Problem to work on ->
Return all of the records below verbatim.

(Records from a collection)

PR #62, opened 2018-07-27
Use ENV variable for Performance dataset

naliwajek:


kjdchapman:
Why is this good? 

What does this let us do in the future?

naliwajek:
Change to what dataset we send data with terraform config instead of churning code files.

naliwajek:
It would work previously as well but now encoded IDs will be consistent with a dataset in which they're saved. Just to keep our minds sane.

PR #88, opened 2018-10-01
[WIP]: Change reply address from support to do-not-reply

Renny4Real:
- Checking notify documentation has given a hint in the right direction in implementing a change of reply address when the end user clicks reply to a sign-up notification email. This would involved adding an additional address and using the generated token in the email sign up use-case.

- In pursuit of this, attempts were made to create a suitable test. The thought process was to create a test that returned or demonstrated that a particular field in the email template e.g. email address, was present in the request. From here, it could be determined how to implement the change in the reply addresses in a more confident manner. 

- Suggestions would be [greatly] appreciated for methods to test an instance of the user trying to create a reply email and checking that the reply email given is the desired one.

### DIFF
--- a/lib/wifi_user/use_case/email_signup.rb
+++ b/lib/wifi_user/use_case/email_signup.rb
@@ -26,10 +26,15 @@ private
       email_address: email_address,
       template_id: credentials_template_id,
       personalisation: login_details
+      # email_reply_to_id: do_not_reply_template_id
     )
   end
 
   def credentials_template_id
     YAML.load_file("config/#{ENV['RACK_ENV']}.yml").fetch('notify_email_template_ids').fetch('self_signup_credentials')
   end
+
+  # def do_not_reply_template_id
+  #   YAML.load_file("config/#{ENV['RACK_ENV']}.yml").fetch('notify_email_template_ids').fetch('do_not_reply_credentials')
+  # end
 end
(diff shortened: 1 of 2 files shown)


lib/wifi_user/use_case/email_signup.rb
```diff
@@ -25,11 +25,17 @@ def send_signup_instructions(email_address, login_details)
...
+      personalisation: login_details,
+      email_reply_to_id: do_not_reply_template_id
     )
   end
 
   def credentials_template_id
     YAML.load_file("config/#{ENV['RACK_ENV']}.yml").fetch('notify_email_template_ids').fetch('self_signup_credentials')
   end
+
+  def do_not_reply_template_id
```
tommotaylor: I think `do_not_reply_email_address_id` (or similar) would be a better name. The `template_id` is the ID of the actual email that Notify sends.

config/staging.yml
```diff
@@ -11,6 +11,7 @@ notify_sms_template_ids:
 
 notify_email_template_ids:
   self_signup_credentials: 96d1f5ac-2ebe-41a7-878f-9a569e0bb55c
+  do_not_reply_credentials: 45d6b6c4-6a36-47df-b34d-256b8c0d1511
```
tommotaylor: I don't think the name is quite right. Or perhaps it shouldn't be nested. The value above (`self_signup_credentials`) is a template (https://www.notifications.service.gov.uk/services/8a09d848-d453-4aea-bb1e-46f7d19a1814/templates/96d1f5ac-2ebe-41a7-878f-9a569e0bb55c) whereas the new `do_not_reply_credentials` is just an ID for an email address. 

So I don't think it should be nested under `notify_email_template_ids:` because its not a template ID.

tommotaylor:
@georgeschena @Renny4Real Two questions:

1) How does this effect all our other Notify mailers? Do we need to set the `email_reply_to_id` on every request to Notify or will it default to the `govwifi-support@` email address?

2) The naming of the new key/value isn't quite right, or its in the wrong place. I left a comment. It currently looks like a template ID but its not.

PR #92, opened 2018-10-11
Add test coverage reporting

cybojenix:


booyaa:
Adding for reference, our reasoning behind using coverage tools: https://github.com/alphagov/govwifi-admin/pull/189#issuecomment-428997078

PR #96, opened 2018-10-23
Set log level based on environment

booyaa:
**What**

Explicitly set the logging level for Production to `INFO`; Development and Staging to `DEBUG`.

**Why**

Required for [Live Services Supportability][link_lss].

[link_lss]: https://github.com/madetech/live-services-field-guide/blob/master/processes/checklists/supportability.md


app.rb
```diff
@@ -6,6 +6,10 @@
 class App < Sinatra::Base
   configure :production, :staging, :development do
     enable :logging
+
```
cybojenix:
```suggestion
configure do
  enable :logging
  set :logging, Logger::DEBUG
end
configure :production do
  set :logging, Logger::INFO
end
```

cybojenix: seems suggested changes don't work on multi-lines yet. Beware .

PR #97, opened 2018-10-23
Ensures app always waits for db

booyaa:
**What**

Uses `wait_for_mysql` to delay starting up the `app` service when running `make serve`

**Why**

`app` frequently start up before `db` is ready causing it to exit early.

### DIFF
--- a/Makefile
+++ b/Makefile
@@ -13,7 +13,9 @@ build:
 
 serve:
 	$(MAKE) build
-	docker-compose up -d
+	docker-compose up -d db
+	./mysql/bin/wait_for_mysql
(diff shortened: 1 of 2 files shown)


Makefile
```diff
@@ -13,7 +13,9 @@ build:
 
 serve:
 	$(MAKE) build
-	docker-compose up -d
+	docker-compose up -d db
+	./mysql/bin/wait_for_mysql
+	docker-compose up
```
kjdchapman: Looks like the jenkinsfile is using this command at the moment, and the lack of a `-d` flag is causing it to hang.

Exercise response ->
PR #62, opened 2018-07-27
Use ENV variable for Performance dataset

naliwajek:


kjdchapman:
Why is this good? 

What does this let us do in the future?

naliwajek:
Change to what dataset we send data with terraform config instead of churning code files.

naliwajek:
It would work previously as well but now encoded IDs will be consistent with a dataset in which they're saved. Just to keep our minds sane.

PR #88, opened 2018-10-01
[WIP]: Change reply address from support to do-not-reply

Renny4Real:
- Checking notify documentation has given a hint in the right direction in implementing a change of reply address when the end user clicks reply to a sign-up notification email. This would involved adding an additional address and using the generated token in the email sign up use-case.

- In pursuit of this, attempts were made to create a suitable test. The thought process was to create a test that returned or demonstrated that a particular field in the email template e.g. email address, was present in the request. From here, it could be determined how to implement the change in the reply addresses in a more confident manner. 

- Suggestions would be [greatly] appreciated for methods to test an instance of the user trying to create a reply email and checking that the reply email given is the desired one.

### DIFF
--- a/lib/wifi_user/use_case/email_signup.rb
+++ b/lib/wifi_user/use_case/email_signup.rb
@@ -26,10 +26,15 @@ private
       email_address: email_address,
       template_id: credentials_template_id,
       personalisation: login_details
+      # email_reply_to_id: do_not_reply_template_id
     )
   end
 
   def credentials_template_id
     YAML.load_file("config/#{ENV['RACK_ENV']}.yml").fetch('notify_email_template_ids').fetch('self_signup_credentials')
   end
+
+  # def do_not_reply_template_id
+  #   YAML.load_file("config/#{ENV['RACK_ENV']}.yml").fetch('notify_email_template_ids').fetch('do_not_reply_credentials')
+  # end
 end
(diff shortened: 1 of 2 files shown)


lib/wifi_user/use_case/email_signup.rb
```diff
@@ -25,11 +25,17 @@ def send_signup_instructions(email_address, login_details)
...
+      personalisation: login_details,
+      email_reply_to_id: do_not_reply_template_id
     )
   end
 
   def credentials_template_id
     YAML.load_file("config/#{ENV['RACK_ENV']}.yml").fetch('notify_email_template_ids').fetch('self_signup_credentials')
   end
+
+  def do_not_reply_template_id
```
tommotaylor: I think `do_not_reply_email_address_id` (or similar) would be a better name. The `template_id` is the ID of the actual email that Notify sends.

config/staging.yml
```diff
@@ -11,6 +11,7 @@ notify_sms_template_ids:
 
 notify_email_template_ids:
   self_signup_credentials: 96d1f5ac-2ebe-41a7-878f-9a569e0bb55c
+  do_not_reply_credentials: 45d6b6c4-6a36-47df-b34d-256b8c0d1511
```
tommotaylor: I don't think the name is quite right. Or perhaps it shouldn't be nested. The value above (`self_signup_credentials`) is a template (https://www.notifications.service.gov.uk/services/8a09d848-d453-4aea-bb1e-46f7d19a1814/templates/96d1f5ac-2ebe-41a7-878f-9a569e0bb55c) whereas the new `do_not_reply_credentials` is just an ID for an email address. 

So I don't think it should be nested under `notify_email_template_ids:` because its not a template ID.

tommotaylor:
@georgeschena @Renny4Real Two questions:

1) How does this effect all our other Notify mailers? Do we need to set the `email_reply_to_id` on every request to Notify or will it default to the `govwifi-support@` email address?

2) The naming of the new key/value isn't quite right, or its in the wrong place. I left a comment. It currently looks like a template ID but its not.

PR #92, opened 2018-10-11
Add test coverage reporting

cybojenix:


booyaa:
Adding for reference, our reasoning behind using coverage tools: https://github.com/alphagov/govwifi-admin/pull/189#issuecomment-428997078

PR #96, opened 2018-10-23
Set log level based on environment

booyaa:
**What**

Explicitly set the logging level for Production to `INFO`; Development and Staging to `DEBUG`.

**Why**

Required for [Live Services Supportability][link_lss].

[link_lss]: https://github.com/madetech/live-services-field-guide/blob/master/processes/checklists/supportability.md


app.rb
```diff
@@ -6,6 +6,10 @@
 class App < Sinatra::Base
   configure :production, :staging, :development do
     enable :logging
+
```
cybojenix:
```suggestion
configure do
  enable :logging
  set :logging, Logger::DEBUG
end
configure :production do
  set :logging, Logger::INFO
end
```

cybojenix: seems suggested changes don't work on multi-lines yet. Beware .

PR #97, opened 2018-10-23
Ensures app always waits for db

booyaa:
**What**

Uses `wait_for_mysql` to delay starting up the `app` service when running `make serve`

**Why**

`app` frequently start up before `db` is ready causing it to exit early.

### DIFF
--- a/Makefile
+++ b/Makefile
@@ -13,7 +13,9 @@ build:
 
 serve:
 	$(MAKE) build
-	docker-compose up -d
+	docker-compose up -d db
+	./mysql/bin/wait_for_mysql
(diff shortened: 1 of 2 files shown)


Makefile
```diff
@@ -13,7 +13,9 @@ build:
 
 serve:
 	$(MAKE) build
-	docker-compose up -d
+	docker-compose up -d db
+	./mysql/bin/wait_for_mysql
+	docker-compose up
```
kjdchapman: Looks like the jenkinsfile is using this command at the moment, and the lack of a `-d` flag is causing it to hang.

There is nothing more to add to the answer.